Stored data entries

□ □ □ □ □ □ □

PR #3944, opened 2020-11-06
Use FlatpakDecomposed as the internal representation of refs

alexlarsson:
This is a bunch of work to use FlatpakDecomposed as the primary internal representation for refs (that we know to be a flatpak app or runtime refs) rather than strings.

The primary advantages are:
 * Its refcounted, so no stdups
 * Its "pre-parsed" so accessing parts is faster than strsplit all over the place
 * It verifies on construction so we can both avoid re-checking and be sure that we catch format issues early.

The idea is to convert from string as early/lates as possible at the boundaries. I.e. the API and the file formats/network.

This is still a work in progress, the goal is to get rid of all calls to flatpak_decompose_ref() and `g_auto(GStrv) parts = g_strsplit (ref...`. The initial changes are larger, but as the branch progresses more and more things are already in the right format and things are easier.


alexlarsson:
I think this is mostly finished now. All the core FlatpakDir APIs that handle highlevel refs (ie. that are apps or runtimes, not appstream refs or other refs) take and return FlatpakDecomposed. We create decomposed from refs mainly on API or other interface boundaries.

PR #5590, opened 2023-11-14
Factor out locale functions, add test coverage

smcv:
Ready for review, but I've marked this as a draft because I want to get Flatpak 1.15.6 released, and this shouldn't block it.

* tests: Expand test coverage for flatpak_get_lang_from_locale()

* dir: Expose flatpak_get_user_locales, flatpak_get_system_locales for testing

* tests: Smoke-test flatpak_get_user_locales, flatpak_get_system_locales

* dir: Expose individual locale code paths for testing
    
    This means we can still test the old code path, even when a newer version
    of AccountsService that will take the newer code path is available.

* tests: Test individual locale code paths

* common: Move locale utils to their own small translation unit
    
    This reduces the size of flatpak-utils and flatpak-dir, which are both
    too large.


GeorgesStavracas (approved):
This is probably what I should have done originally. Apologies for the extra work. LGTM.

Issue #5076, opened 2022-09-04
[Bug]: Flatpak app inside Docker fails with: Could not connect: No such file or directory


jonathon-love:
### Checklist

- [X] I agree to follow the [Code of Conduct](https://github.com/flatpak/flatpak/blob/main/CODE_OF_CONDUCT.md) that this project adheres to.
- [X] I have searched the [issue tracker](https://www.github.com/flatpak/flatpak/issues) for a bug that matches the one I want to file, without success.
- [X] If this is an issue with a particular app, I have tried filing it in the appropriate issue tracker for the app (e.g. under https://github.com/flathub/) and determined that it is an issue with Flatpak itself.
- [X] This issue is not a report of a security vulnerability (see [here](https://github.com/flatpak/flatpak/blob/main/SECURITY.md) if you need to report a security issue).

### Flatpak version

1.12.7

### What Linux distribution are you using?

Ubuntu

### Linux distribution version

22.04

### What architecture are you using?

x86_64

### How to reproduce

running the flatpak app `org.jamovi.jamovi` inside a docker container (either at build, or runtime) produces the error: `Could not connect: No such file or directory`. i am the maintainer of `org.jamovi.jamovi`, and don't think the error is related to jamovi itself. the jamovi executable is defined [here](https://github.com/jonathon-love/org.jamovi.jamovi/blob/master/org.jamovi.jamovi.json#L425-L437) and i don't think it is ever called.

any idea what might be going on here?

### Expected Behavior

jamovi will start

### Actual Behavior

`Could not connect: No such file or directory`

### Additional Information

is it perhaps related to the finish args? (tbh, i'm not sure which of these are necessary).

```
        "--share=network",
        "--share=ipc",
        "--socket=x11",
        "--socket=pulseaudio",
        "--device=dri",
        "--filesystem=home",
        "--env=TMPDIR=/var/tmp",
        "--talk-name=org.freedesktop.Notifications"
```

oh, i should add, jamovi is an electron application, which i appreciate won't run properly in a docker container (:P), however it has some command line tools which i'm trying to use here ...

smcv:
> running the flatpak app org.jamovi.jamovi inside a docker container

Running one container technology (like Flatpak) inside another container technology (like Docker) is generally problematic.

Please describe exactly what you are doing, in terms of the precise Docker and Flatpak commands to get from a normal shell environment to the failing Flatpak command?

It would probably be useful to try to reproduce this with a very simple, known-good Flatpak command like:

[...]

PR #5609, opened 2023-11-29
run: Ignore system bus failures in parental controls check

dbnicholson:
Currently if the parental controls check can't connect to the system bus, apps are not allowed to run. However, apps are also allowed to run if the malcontent (or accounts-service) D-Bus services aren't available. Since it's trivial to meet that requirement by starting a temporary dbus-daemon and setting `DBUS_SYSTEM_BUS_ADDRESS` to use it, not being able to access the system bus at all is no less secure.

This primarily affects flatpak running in a container where D-Bus is generally not available.

Fixes: #5076


smcv:
Looks reasonable to me, but I'd like an ack from @pwithnall as the author of this feature.

smcv (approved):

Issue #5614, opened 2023-12-01
[Bug]: input methods that use WAYLAND_SOCKET environment variable regress in 1.15.6


wengxt:
### Checklist

- [X] I agree to follow the [Code of Conduct](https://github.com/flatpak/flatpak/blob/main/CODE_OF_CONDUCT.md) that this project adheres to.
- [X] I have searched the [issue tracker](https://www.github.com/flatpak/flatpak/issues) for a bug that matches the one I want to file, without success.
- [X] If this is an issue with a particular app, I have tried filing it in the appropriate issue tracker for the app (e.g. under https://github.com/flathub/) and determined that it is an issue with Flatpak itself.
- [X] This issue is not a report of a security vulnerability (see [here](https://github.com/flatpak/flatpak/blob/main/SECURITY.md) if you need to report a security issue).

### Flatpak version

1.15.6

### What Linux distribution are you using?

Arch Linux

### Linux distribution version

Archlinux

### What architecture are you using?

x86_64

### How to reproduce

I have an application that may use WAYLAND_SOCKET environment to connect to wayland in certain cases. With WAYLAND_SOCKET, the compositor can identify the client and may expose special wayland object to the client, like granting a certain permission.

Specifically, this is used by weston and kwin to allow input method process to be only forked by compositor.

To reproduce this with weston, install org.fcitx.Fcitx5 from flathub.

Put following content in ~/.config/weston.ini 
```
[core]
xwayland=false

[input-method]
path=/home/user/.local/share/flatpak/exports/bin/org.fcitx.Fcitx5
```

and start weston (make sure there's no fcitx5 running).

### Expected Behavior

fcitx connects to wayland correctly.

### Actual Behavior

fcitx quits from weston output saying something about wayland disconnected.

### Additional Information

I believe this is relevant to the new wayland security context feature's implementation.

https://gitlab.freedesktop.org/wayland/wayland/-/blob/main/src/wayland-client.c#L1297

wl_display_connect will unset WAYLAND_SOCKET when it's called. The new wayland security context actually calls wl_display_connect and it will effectively unset WAYLAND_SOCKET for the sub process.

WAYLAND_SOCKET should not be used by flatpak for this, because the fd specified by WAYLAND_SOCKET can be only used once.

smcv:
cc @emersion @swick 

[...]

PR #5615, opened 2023-12-01
Limit the usage of WAYLAND_SOCKET to an opt-in feature

wengxt:
1. For security context creation, only relies on WAYLAND_DISPLAY, do not
   use WAYLAND_SOCKET since the file descriptor defined by WAYLAND_SOCKET
   can be only consumed once.
2. Due to the incompatiblity between WAYLAND_SOCKET and the security
   context, add a new permission --socket=inherit-wayland-socket
   to limit the usage of WAYLAND_SOCKET to an opt-in feature. Only when
   this flag is set, WAYLAND_SOCKET will be passed to the sandbox.
3. When WAYLAND_SOCKET is not inherited, set FD_CLOEXEC to avoid it to
   be leaked the to sandbox.

Closes: #5614

### DIFF
--- a/common/flatpak-run-sockets.c
+++ b/common/flatpak-run-sockets.c
@@ -178,12 +178,15 @@ flatpak_run_add_socket_args_environment (FlatpakBwrap         *bwrap,
 {
   gboolean has_wayland = FALSE;
   gboolean allow_x11;
+  gboolean inherit_wayland_socket;
 
   if (sockets & FLATPAK_CONTEXT_SOCKET_WAYLAND)
     {
       g_info ("Allowing wayland access");
       g_assert (app_id && instance_id);
-      has_wayland = flatpak_run_add_wayland_args (bwrap, app_id, instance_id);
+      inherit_wayland_socket = (sockets & FLATPAK_CONTEXT_SOCKET_INHERIT_WAYLAND_SOCKET) != 0;
+      has_wayland = flatpak_run_add_wayland_args (bwrap, app_id, instance_id,
+                                                  inherit_wayland_socket);
     }
 
   if ((sockets & FLATPAK_CONTEXT_SOCKET_FALLBACK_X11) != 0)
--- a/common/flatpak-run-wayland.c
+++ b/common/flatpak-run-wayland.c
@@ -30,6 +30,38 @@
 
 #include "flatpak-utils-private.h"
 
+static char *
+get_wayland_socket_path (void)
+{
+  g_autofree char *user_runtime_dir = flatpak_get_real_xdg_runtime_dir ();
+  const char *wayland_display;
+
+  wayland_display = g_getenv ("WAYLAND_DISPLAY");
+  if (!wayland_display)
+    wayland_display = "wayland-0";
+
+  if (wayland_display[0] == '/')
+    return g_strdup (wayland_display);
+
+  return g_build_filename (user_runtime_dir, wayland_display, NULL);
+}
+
+static int
+get_wayland_socket_fd (void)
+{
+  const char *wayland_socket_fd;
+  guint64 fd;
+
+  wayland_socket_fd = g_getenv ("WAYLAND_SOCKET");
+  if (!wayland_socket_fd)
+    return -1;
+
+  if (!g_ascii_string_to_unsigned (wayland_socket_fd, 10, 0, INT_MAX, &fd, NULL))
+    return -1;
+
+  return (int) fd;
+}
+
 #ifdef ENABLE_WAYLAND_SECURITY_CONTEXT
 
 static void registry_handle_global (void *data, struct wl_registry *registry,
@@ -56,6 +88,29 @@ static const struct wl_registry_listener registry_listener = {
   .global = registry_handle_global,
   .global_remove = registry_handle_global_remove,
 };
+
+/* Similar to wl_display_connect (), but does not use WAYLAND_SOCKET,
+ * which can only be used once, and also does not unset environment
+ * variables, which would not be thread-safe. */
+static struct wl_display *
+connect_to_wayland_display (void)
+{
+  struct sockaddr_un sockaddr = {0};
+  g_autofree char *socket_path = NULL;
+  glnx_autofd int fd = -1;
+
+  socket_path = get_wayland_socket_path ();
+  fd = socket (AF_UNIX, SOCK_STREAM | SOCK_CLOEXEC, 0);
+  if (fd < 0)
+    return NULL;
+
+  sockaddr.sun_family = AF_UNIX;
+  snprintf (sockaddr.sun_path, sizeof (sockaddr.sun_path), "%s", socket_path);
+  if (connect (fd, (struct sockaddr *) &sockaddr, sizeof (sockaddr)) < 0)
+    return NULL;
+
+  return wl_display_connect_to_fd (g_steal_fd (&fd));
+}
 
 static char *
 create_wl_socket (char *template)
@@ -94,7 +149,17 @@ flatpak_run_add_wayland_security_context_args (FlatpakBwrap *bwrap,
 
   *available_out = TRUE;
 
-  display = wl_display_connect (NULL);
+  /* We don't use wl_display_connect () here, for two reasons:
+   * 1. It would unsetenv ("WAYLAND_SOCKET"), which is not thread-safe.
+   * 2. If the compositor has set WAYLAND_SOCKET to a special, higher-privileged
+   *    socket, the application should be able to get those privileges for its first
+   *    connection; but that fd can only be used once, so having flatpak itself
+   *    do that first connection would defeat that mechanism.
+   *
+   * We still set up a security context for the second and subsequent connections
+   * to Wayland from within the sandbox.
+   */
+  display = connect_to_wayland_display ();
   if (!display)
     return FALSE;
 
@@ -171,14 +236,15 @@ out:
 gboolean
 flatpak_run_add_wayland_args (FlatpakBwrap *bwrap,
                               const char   *app_id,
-                              const char   *instance_id)
+                              const char   *instance_id,
+                              gboolean      inherit_wayland_socket)
 {
   const char *wayland_display;
-  g_autofree char *user_runtime_dir = flatpak_get_real_xdg_runtime_dir ();
   g_autofree char *wayland_socket = NULL;
   g_autofree char *sandbox_wayland_socket = NULL;
   gboolean res = FALSE;
   struct stat statbuf;
+  int fd;
 
 #ifdef ENABLE_WAYLAND_SECURITY_CONTEXT
   gboolean security_context_available = FALSE;
@@ -194,10 +260,7 @@ flatpak_run_add_wayland_args (FlatpakBwrap *bwrap,
   if (!wayland_display)
     wayland_display = "wayland-0";
 
-  if (wayland_display[0] == '/')
-    wayland_socket = g_strdup (wayland_display);
-  else
-    wayland_socket = g_build_filename (user_runtime_dir, wayland_display, NULL);
+  wayland_socket = get_wayland_socket_path ();
 
   if (!g_str_has_prefix (wayland_display, "wayland-") ||
       strchr (wayland_display, '/') != NULL)
@@ -217,5 +280,29 @@ flatpak_run_add_wayland_args (FlatpakBwrap *bwrap,
                               NULL);
       flatpak_bwrap_add_runtime_dir_member (bwrap, wayland_display);
     }
+
+  /* If inherit-wayland-socket is not set, unset WAYLAND_SOCKET unconditionally
+   * without checking the validity of the value of WAYLAND_SOCKET. */
+  if (!inherit_wayland_socket)
+    flatpak_bwrap_unset_env (bwrap, "WAYLAND_SOCKET");
+
+  fd = get_wayland_socket_fd ();
+  if (fd >= 0)
+    {
+      if (inherit_wayland_socket)
+        {
+          flatpak_bwrap_add_fd (bwrap, fd);
+        }
+      else
+        {
+          /* Make sure the fd is close-on-execute so it won't be inherited by the
+           * application. We do this in preference to closing it, because if this function
+           * was somehow called twice, and the same fd number was reused for an
+           * unrelated purpose, we don't want to close the unrelated fd the
+           * second time. */
+          fcntl (fd, F_SETFD, FD_CLOEXEC);
+        }
+    }
+
   return res;
 }
--- a/common/flatpak-context-private.h
+++ b/common/flatpak-context-private.h
@@ -50,6 +50,7 @@ typedef enum {
   FLATPAK_CONTEXT_SOCKET_PCSC        = 1 << 7,
   FLATPAK_CONTEXT_SOCKET_CUPS        = 1 << 8,
   FLATPAK_CONTEXT_SOCKET_GPG_AGENT   = 1 << 9,
+  FLATPAK_CONTEXT_SOCKET_INHERIT_WAYLAND_SOCKET = 1 << 10,
 } FlatpakContextSockets;
 
 typedef enum {
--- a/common/flatpak-context.c
+++ b/common/flatpak-context.c
@@ -61,6 +61,7 @@ const char *flatpak_context_sockets[] = {
   "pcsc",
   "cups",
   "gpg-agent",
+  "inherit-wayland-socket",
   NULL
 };
 
--- a/common/flatpak-run-wayland-private.h
+++ b/common/flatpak-run-wayland-private.h
@@ -31,6 +31,7 @@ G_BEGIN_DECLS
 gboolean
 flatpak_run_add_wayland_args (FlatpakBwrap *bwrap,
                               const char   *app_id,
-                              const char   *instance_id);
+                              const char   *instance_id,
+                              gboolean      inherit_wayland_socket);
 
 G_END_DECLS
--- a/doc/flatpak-build-finish.xml
+++ b/doc/flatpak-build-finish.xml
@@ -134,7 +134,7 @@
                     Expose a well-known socket to the application. This updates
                     the [Context] group in the metadata.
                     SOCKET must be one of: x11, wayland, fallback-x11, pulseaudio, system-bus, session-bus,
-                    ssh-auth, pcsc, cups, gpg-agent.
+                    ssh-auth, pcsc, cups, gpg-agent, inherit-wayland-socket.
                     This option can be used multiple times.
                 </para><para>
                     The fallback-x11 option makes the X11 socket available only if
@@ -151,7 +151,7 @@
                     Don't expose a well known socket to the application. This updates
                     the [Context] group in the metadata.
                     SOCKET must be one of: x11, wayland, fallback-x11, pulseaudio, system-bus, session-bus,
-                    ssh-auth, pcsc, cups, gpg-agent.
+                    ssh-auth, pcsc, cups, gpg-agent, inherit-wayland-socket.
                     This option can be used multiple times.
                 </para></listitem>
             </varlistentry>
--- a/doc/flatpak-build.xml
+++ b/doc/flatpak-build.xml
@@ -149,7 +149,7 @@
                     Expose a well-known socket to the application. This overrides to
                     the Context section from the application metadata.
                     <arg choice="plain">SOCKET</arg> must be one of: x11, wayland, fallback-x11, pulseaudio, system-bus, session-bus,
-                    ssh-auth, pcsc, cups, gpg-agent.
+                    ssh-auth, pcsc, cups, gpg-agent, inherit-wayland-socket.
                     This option can be used multiple times.
                 </para></listitem>
             </varlistentry>
@@ -161,7 +161,7 @@
                     Don't expose a well-known socket to the application. This overrides to
                     the Context section from the application metadata.
                     <arg choice="plain">SOCKET</arg> must be one of: x11, wayland, fallback-x11, pulseaudio, system-bus, session-bus,
-                    ssh-auth, pcsc, cups, gpg-agent.
+                    ssh-auth, pcsc, cups, gpg-agent, inherit-wayland-socket.
                     This option can be used multiple times.
                 </para></listitem>
             </varlistentry>
--- a/doc/flatpak-metadata.xml
+++ b/doc/flatpak-metadata.xml
@@ -152,7 +152,7 @@
                     <listitem><para>
                         List of well-known sockets to make available in the sandbox.
                         Possible sockets: x11, wayland, fallback-x11, pulseaudio, session-bus, system-bus,
-                        ssh-auth, pcsc, cups.
+                        ssh-auth, pcsc, cups, gpg-agent, inherit-wayland-socket.
                         When making a socket available, flatpak also sets
                         well-known environment variables like DISPLAY or
                         DBUS_SYSTEM_BUS_ADDRESS to let the application
--- a/doc/flatpak-override.xml
+++ b/doc/flatpak-override.xml
@@ -137,7 +137,7 @@
                     Expose a well-known socket to the application. This overrides to
                     the Context section from the application metadata.
                     <arg choice="plain">SOCKET</arg> must be one of: x11, wayland, fallback-x11, pulseaudio, system-bus, session-bus,
-                    ssh-auth, pcsc, cups, gpg-agent.
+                    ssh-auth, pcsc, cups, gpg-agent, inherit-wayland-socket.
                     This option can be used multiple times.
                 </para></listitem>
             </varlistentry>
@@ -149,7 +149,7 @@
                     Don't expose a well-known socket to the application. This overrides to
                     the Context section from the application metadata.
                     <arg choice="plain">SOCKET</arg> must be one of: x11, wayland, fallback-x11, pulseaudio, system-bus, session-bus,
-                    ssh-auth, pcsc, cups, gpg-agent.
+                    ssh-auth, pcsc, cups, gpg-agent, inherit-wayland-socket.
                     This option can be used multiple times.
                 </para></listitem>
             </varlistentry>
--- a/doc/flatpak-run.xml
+++ b/doc/flatpak-run.xml
@@ -308,7 +308,7 @@
                     Expose a well known socket to the application. This overrides to
                     the Context section from the application metadata.
                     <arg choice="plain">SOCKET</arg> must be one of: x11, wayland, fallback-x11, pulseaudio, system-bus, session-bus,
-                    ssh-auth, pcsc, cups, gpg-agent.
+                    ssh-auth, pcsc, cups, gpg-agent, inherit-wayland-socket.
                     This option can be used multiple times.
                 </para></listitem>
             </varlistentry>
@@ -320,7 +320,7 @@
                     Don't expose a well known socket to the application. This overrides to
                     the Context section from the application metadata.
                     <arg choice="plain">SOCKET</arg> must be one of: x11, wayland, fallback-x11, pulseaudio, system-bus, session-bus,
-                    ssh-auth, pcsc, cups, gpg-agent.
+                    ssh-auth, pcsc, cups, gpg-agent, inherit-wayland-socket.
                     This option can be used multiple times.
                 </para></listitem>
             </varlistentry>
--- a/tests/test-exports.c
+++ b/tests/test-exports.c
@@ -226,7 +226,7 @@ test_full_context (void)
                         FLATPAK_METADATA_GROUP_CONTEXT,
                         FLATPAK_METADATA_KEY_SOCKETS,
                         "x11;wayland;pulseaudio;session-bus;system-bus;"
-                        "fallback-x11;ssh-auth;pcsc;cups;");
+                        "fallback-x11;ssh-auth;pcsc;cups;inherit-wayland-socket;");
   g_key_file_set_value (keyfile,
                         FLATPAK_METADATA_GROUP_CONTEXT,
                         FLATPAK_METADATA_KEY_DEVICES,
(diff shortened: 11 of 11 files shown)


smcv:
cc @emersion @swick

smcv (changes requested):
This is unsafe in a multi-threaded process. Any thread could be calling `getenv()` concurrently with this thread calling (GLib's equivalents of) `unsetenv()` and `setenv()`.

Flatpak uses the GIO library, which uses worker threads, so it is a multi-threaded process whether you want it to be or not.

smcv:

□ □ □ □ □ □ □

WHAT YOU NEED TO DO » Would you retype exactly the lines above, from the line with "WAYLAND_SOCKET should not" to the line with "1. For security", with both end lines kept and nothing more?

EXERCISE RESULT »
WAYLAND_SOCKET should not be used by flatpak for this, because the fd specified by WAYLAND_SOCKET can be only used once.

smcv:
cc @emersion @swick 

[...]

PR #5615, opened 2023-12-01
Limit the usage of WAYLAND_SOCKET to an opt-in feature

wengxt:
1. For security context creation, only relies on WAYLAND_DISPLAY, do not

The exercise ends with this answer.